A whole blood-based, flow cytometric assay was used to simultaneously assess phagocytosis and oxidative burst. Calcein-AM stained Candida albicans (DSM 1386) were used as target organisms. Oxidative burst was measured by addition of dihydroethidium (DHE). Target organisms and whole blood were co-incubated and analyzed after 0, 2, 4, 6, 10, and 30 min. Intracellular killing of the target organisms was evaluated by determining the number of surviving yeast cells after co-incubation of C. albicans and human whole blood. EPs® 7630 was applied in therapeutically relevant concentrations between 0 and 30 μg/ml.

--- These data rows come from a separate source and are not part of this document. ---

PR #1165, opened 2020-09-11
Add readthedocs config file

### LINKED ISSUE #1164: API documentation missing on RTD
**Describe the bug**
The API documentation on readthedocs is missing/empty.

**To Reproduce**
1. Go to https://pybamm.readthedocs.io/en/latest/#module-pybamm
2. Click on any class
3. No documentation to be seen

**Expected behaviour**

Compared with controls EPs® 7630 increased the number of phagocytosing PBP during the observed time points between 2 and 10 min in a concentration-dependent manner, with a maximum enhancement of 56 % at 2 min (p=0.002). The application of EPs® 7630 also led to a significant increase in the number of burst-active PBP for all time points observed beyond 2 min (p<0.001). The maximum augmentation was 120 % after application of 30 μg/ml EPs® 7630 at 4 min. Using a microbiological assay, intracellular killing was also enhanced by EPs® 7630. This was expressed by a significant reduction in the number of surviving target organisms (p<0.001). The maximum reduction in viable yeast cells (−31 % ) was observed after co-incubation for 120 min with the highest concentration of EPs® 7630 (30 μg/ml).
In conclusion, the positive effects of EPs® 7630 on phagocytosis, oxidative burst, and intracellular killing of yeast cells as test organisms are important components of the compound's biological activity. Our findings constitute a valuable contribution to understanding the clinical effects of EPs® 7630.